DATASET RECORDS Start Marker

PR #21608, opened 2020-09-29
Update DevTools2 Formatting

zjakwani:
The way the Assignment section was worded was very confusing, I thought the "elements you are already familiar with:" was referring to the bulleted subsections, since it had a colon directly to the list. Moving this sentence after the list would make it more clear in my opinion.


marvingay:
@zjakwani  The current formatting seems to be the most practical.

PR #21656, opened 2020-10-01
Update project_etch_a_sketch.md

GraceSchwar:
Adding a suggested limit for user input since multiple people have had issues with typoing/entering very large numbers and the computer making thousands of divs/square and taking a long time to make them all or locking up

Thank you,

The Odin Project team.

### DIFF
--- a/javascript/organizing-js/factory-functions.md
+++ b/javascript/organizing-js/factory-functions.md
@@ -160,7 +160,7 @@ counter(); // 2
 counter(); // 3
 ~~~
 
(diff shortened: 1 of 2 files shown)


GraceSchwar:
Added an explanation of what `counter()` does. Without the explanation that counter with () on the end was calling the return value of the factory function was very confusing to me, but once I figured that out it made a lot more sense. I have explained this to a few people already in the help channel. SO I think it may be a common misunderstanding

PR #21668, opened 2020-10-01
Remove line indication 'most' developers use Unix

ryanford-dev:
Let's avoid baiting the Unix vs Windows discussions.


marvingay:
@ryanford-dev Agreed.

PR #21682, opened 2020-10-01
Update state-and-props.md

jaredaritter:
Updated Line 61 for improved clarity about the example below it. Changed 'this works with functions' to 'props work with functions'. On my initial read I thought it was referring to function components vs class components. It wasn't until I looked at the example that I realized the sentence was referring to passing functions as props.


marvingay:
@jaredaritter Context is everything when it comes to `this`... *ba dum tsss*

Good call. Thank you for your contribution.

PR #21689, opened 2020-10-01
Etch a sketch input limit 

GraceSchwar:
Adding a suggested limit for user input since multiple people have had issues with typoing/entering very large numbers and the computer making thousands of divs/square and taking a long time to make them all or locking up

### DIFF
--- a/web_development_101/javascript_basics/project_etch_a_sketch.md
+++ b/web_development_101/javascript_basics/project_etch_a_sketch.md
@@ -29,7 +29,7 @@ If you get totally stuck drop by the chatroom.. someone will be there to point y
    2. There are multiple ways to change the color of the divs, including:
       1. adding a new class to the div
       2. changing the div's background color using JavaScript.
-4. Add a button to the top of the screen which will clear the current grid and send the user a popup asking for how many squares per side to make the new grid.  Once entered the new grid should be generated _in the same total space as before_ \(e.g. 960px wide\) and now you've got a new sketch pad. Tip: Set the limit for the user input to a maximum of 100.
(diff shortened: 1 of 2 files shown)


web_development_101/javascript_basics/project_etch_a_sketch.md
```diff
@@ -29,7 +29,7 @@ If you get totally stuck drop by the chatroom.. someone will be there to point y
    2. There are multiple ways to change the color of the divs, including:
       1. adding a new class to the div
       2. changing the div's background color using JavaScript.
-4. Add a button to the top of the screen which will clear the current grid and send the user a popup asking for how many squares per side to make the new grid.  Once entered the new grid should be generated _in the same total space as before_ \(e.g. 960px wide\) and now you've got a new sketch pad.
+4. Add a button to the top of the screen which will clear the current grid and send the user a popup asking for how many squares per side to make the new grid.  Once entered the new grid should be generated _in the same total space as before_ \(e.g. 960px wide\) and now you've got a new sketch pad. Tip: Set the limit for the user input to a maximum of 100. If a very large number is entered it will take a long time for the computer to make that many cells, this will prevent any delays.
```
marvingay, line 32: The markdown for Tip should either be bold or italicized for emphasis.

Also, I believe this would be better phrased:
"Set the limit for the user input to a maximum of 100. A larger number of squares results in more computer resources being used, resulting in possible delays, freezing, or crashing that we want to prevent."

Something like that, the main takeaway is that we should be explicit in saying that it consumes more resources!

marvingay (changes requested):

GraceSchwar:
Changes made. Used your  phrasing. Thank you

marvingay (approved):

DATASET RECORDS End Marker

#### EXERCISE INSTRUCTIONS:
From the material above, count the lines that include "resources" and give only the total.

#### RESPONSE BELOW:
2